Saint Augustine, died A.D. 430
"No man can find salvation except in the Catholic Church. Outside the Catholic Church one can have everything except salvation. One can have honour, one can have the sacraments, one can sing alleluia, one can answer amen, one can have faith in the name of the Father and of the Son and of the Holy Ghost, and preach it too, but never can one find salvation except in the Catholic Church." (Sermon to the People of Caesaria)

"This indeed is true, that 'baptism is not unto salvation except within the Catholic Church.' For in itself it can indeed exist outside the Catholic Church as well; but there it is not unto salvation, because there it does not work salvation; just as that sweet savour of Christ is not unto salvation in them that perish, though from a fault not in itself but in them." (On Baptism, against the Donatists)

Saint Leo the Great, Pope A.D. 440-461
"But this mysterious function, the Lord indeed wishes to be the concern of all the apostles, but in such a way that he has placed the principle charge on the blessed Peter, chief of the apostles: and from him as from the Head wishes His gifts to flow to all the body: so that any one who dares to secede from Peter's solid rock may understand that he has no part or lot in the divine mystery." (Letter X)
Saint Gregory the Great, Pope A.D. 590-604
"Now the holy Church universal proclaims that God cannot be truly worshipped saving within herself, asserting that all they that are without her shall never be saved." (Moralia)
Pius XI, Pope A.D. 1922-1939
"Furthermore, in this one Church of Christ no man can be or remain who does not accept, recognize and obey the authority and supremacy of Peter and his legitimate successors.
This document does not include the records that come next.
PR #1041, opened 2020-09-04
SX: improve generated Flow types using 'mdn-data'

mrtnzlml:
This makes some types less accurate because I removed `CustomPropertyTypes` but at the same time it makes many properties more accurate because we actually have a source for these props. We should keep iterating on the generator and effectively make the types more accurate (instead of writing the types manually).


src/sx/src/css-properties/generateFlowTypes.js
```diff
@@ -0,0 +1,136 @@
...
+    return null;
+  }
+}
+
+let flowPrint = '';
+for (const property of allProperties) {
+  const propertyData = mdnData.css.properties[property];
+
+  // default Flow type
+  let flowTypes = new Set([FLOW_TYPE_NUMBER, FLOW_TYPE_STRING]);
```
michalsanger, line 80: I'd move the `new Set` out of this loop, no need to create it over and over again.

src/sx/src/css-properties/generateFlowTypes.js
```diff
@@ -0,0 +1,136 @@
...
+      flowTypes.add('unset');
+    }
+  }
+
+  const propertyName = changeCase.camelCase(property);
+  if (propertyName !== '') {
+    if (flowTypes.has(FLOW_TYPE_STRING)) {
+      // If the type collection yields `string` type, then there is no point in including string
+      // enums in the input (because `string` type would swallow it anyway).
+      flowTypes = new Set(Array.from(flowTypes).filter((type) => typeof type !== 'string'));
```
michalsanger, line 100: Maybe better to read:
```suggestion
      flowTypes = flowTypes.forEach(type => typeof type === 'string' && flowTypes.delete(type));
```

src/sx/src/css-properties/generateFlowTypes.js
```diff
@@ -0,0 +1,136 @@
...
+    }
+
+    const flowType = Array.from(flowTypes)
+      .map((type) => {
+        return typeof type === 'symbol' ? Symbol.keyFor(type) : `"${type}"`;
+      })
+      .join('|');
+
+    const mdnUrlComment =
+      propertyData && propertyData.mdn_url != null ? `// ${propertyData.mdn_url}` : '';
```
michalsanger, line 110:
```suggestion
      propertyData?.mdn_url != null ? `// ${propertyData.mdn_url}` : '';
```

michalsanger (approved):
Shouldn’t the package version be bumped?

src/sx/src/css-properties/generateFlowTypes.js
mrtnzlml: It has to stay there to reset each property type back to `number | string`. Otherwise, I'd have to reset it somewhere at the back of the loop.

PR #1049, opened 2020-09-11
SXTailwind: SX styles generated from Tailwind CSS

michalsanger:


src/tailwind-sx/src/generate.js
```diff
@@ -0,0 +1,36 @@
...
+ * Tailwind CSS file converted into SX stylesheets
+ *
+ * @see https://tailwindcss.com/
+ * @see https://github.com/adeira/sx
+ */
+
+import * as sx from '@adeira/sx';
+
+// eslint-disable-next-line flowtype/no-weak-types
+const tailwindSX: Object = sx.create(${JSON.stringify(styles)});
```
mrtnzlml, line 28: Would it be possible to avoid weak types like `Object` please? Some alternatives are suggested here: https://github.com/adeira/universe/blob/67e496b09730e6ed01a3f727179ff7f6b2d90cef/src/eslint-config-adeira/ourRules.js#L285-L286

src/tailwind-sx/src/sxGenerator.js
```diff
@@ -0,0 +1,98 @@
...
+
+  csstree.walk(ast, {
+    enter(node) {
+      if (node.type === 'ClassSelector') {
+        if (this.atrule != null) {
+          return;
+        }
+
+        const pseudoClassSelector = getPseudoSelectorName(this.rule);
+        const className = node.name.replace('\\', '');
```
mrtnzlml, line 27: This GitHub code scanning warning is worth checking (not sure if it's valid or if you saw it) - see below this comment.

yarn.lock
```diff
@@ -11663,6 +11833,11 @@ prettier@^2.0.5:
   resolved "https://registry.yarnpkg.com/prettier/-/prettier-2.0.5.tgz#d6d56282455243f2f92cc1716692c08aa31522d4"
   integrity sha512-7PtVymN48hGcO4fGjybyBSIWDsLU4H4XlvOHfq91pz9kkGlonzwTfYkaIEwiRg/dAJF9YlbsduBAgtYLi+8cFg==
 
+prettier@^2.1.1:
+  version "2.1.1"
```
mrtnzlml, line 11837: Could you please install the same version of prettier we already use? There are some troubles with this version which prevents us from upgrading and I don't think it's a good idea to have 2 versions.

src/tailwind-sx/src/sxGenerator.js
```diff
@@ -0,0 +1,98 @@
...
+const NOT_SUPPORTED_PROPS = new Set([
+  'grid-gap',
+  'grid-row-gap',
+  'grid-column-gap',
+  'pointer-events',
+]);
+const UNITLESS_PROPS = new Set(['line-height', 'font-size']);
+
+// eslint-disable-next-line flowtype/no-weak-types
+export default function generateSX(css: string | Buffer): Object {
```
mrtnzlml, line 15: Would it be possible to avoid weak types in this file as well, please? We spend great effort migrating the codebase from this legacy type and I don't want to go back (we still allow `any` though). 😬 You can also replace it with `$FlowFixMe` type suppress type like so if you don't want to deal with it now:

```suggestion
export default function generateSX(css: string | Buffer): $FlowFixMe {
```

mrtnzlml (commented):
Looks good, added some minor comments. The `flowtype/no-weak-types` rules would be nice to fix.

mrtnzlml (approved):

PR #1064, opened 2020-09-18
Dependencies: use latest 'flow-bin' version 0.134.0

mrtnzlml:
See: https://github.com/facebook/flow/releases/tag/v0.134.0


tbergq:
types_first should be default now, we can remove it from .flowconfig

mrtnzlml:
@tbergq Updated. Hopefully, it still works 🤞

tbergq (approved):

Issue #1078, opened 2020-09-25
CI: add cache for Flow saved state


mrtnzlml:

mrtnzlml:
Mm, seems like this is currently not possible with Github CI, see: https://github.com/actions/cache/issues/106

PR #1079, opened 2020-09-25
CI: add cache for Flow saved state

mrtnzlml:
Closes: https://github.com/adeira/universe/issues/1078

### DIFF
--- a/.github/workflows/continuous-integration.yml
+++ b/.github/workflows/continuous-integration.yml
@@ -19,10 +19,20 @@ jobs:
 
     steps:
       - uses: actions/checkout@v1
+
       - name: Use Node.js ${{ matrix.node-version }}
         uses: actions/setup-node@v1
         with:
           node-version: ${{ matrix.node-version }}
+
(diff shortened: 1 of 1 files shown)


tbergq (approved):

tbergq:
Actually, I don't think it works to use `hashFiles` on a gitignored file

tbergq:
> Actually, I don't think it works to use `hashFiles` on a gitignored file

Since it says `Cache restored from key: Linux-flow-`, there is no hash there

mrtnzlml:
@tbergq So how should it be? Just without the `hashFiles` and without the `restore-key`?

tbergq:
I really don't know. If the cache key doesn't change, but the file itself changes, the changed file is not uploaded to the remote cache which is not what we want. Maybe artifacts are better here?

mrtnzlml:
Mm, seems like we cannot cache it now on Github CI (https://github.com/actions/cache/issues/106). Closing for now.

PR #1085, opened 2020-09-26
Make flow bin work in repos that are not using yarn workspaces

tbergq:
- Fix crash in `@adeira/monorepo-utils` when there is not git remote
- Release a new version of monorepo utils and flow-bin.


src/flow-bin/bin/index.js
```diff
@@ -27,7 +27,15 @@ for (const command of argv) {
   }
 }
 
-const monorepoRoot = findMonorepoRoot();
+const monorepoRoot = (() => {
+  try {
+    return findMonorepoRoot();
+  } catch {
+    // In case it is not used in a monorepo, fallback to process.cwd
+    return process.cwd();
```
tbergq, line 35: alternatively, we could accept root as a parameter and use it instead of findMonorepoRoot

src/monorepo-utils/src/Git.js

Did not the ancestors of those who are now entangled in the errors of Photius [the eastern schismatics] and the reformers [the Protestants], obey the Bishop of Rome, the chief shepherd of souls? Alas their children left the home of their fathers, but it did not fall to the ground and perish for ever, for it was supported by God. Let them therefore return to their common Father, who, forgetting the insults previously heaped on the Apostolic See, will receive them in the most loving fashion. For if, as they continually state, they long to be united with Us and ours, why do they not hasten to enter the Church, 'the Mother and mistress of all Christ's faithful?' Let them hear Lactantius crying out: 'The Catholic Church is alone in keeping the true worship. This is the fount of truth, this is the house of Faith, this is the temple of God: if any man enter not here, or if any man go forth from it, he is a stranger to the hope of life and salvation. Let none delude himself with obstinate wrangling. For life and salvation are here concerned, which will be lost and entirely destroyed, unless their interests are carefully and assiduously kept in mind.'" (Encyclical "Mortalium Animos")
John XXIII, Pope A.D. 1958-1963
"The Saviour Himself is the door of the sheepfold: "I am the door of the sheep." Into this fold of Jesus Christ, no man may enter unless he be led by the Sovereign Pontiff; and only if they be united to him can men be saved, for the Roman Pontiff is the Vicar of Christ and His personal representative on earth."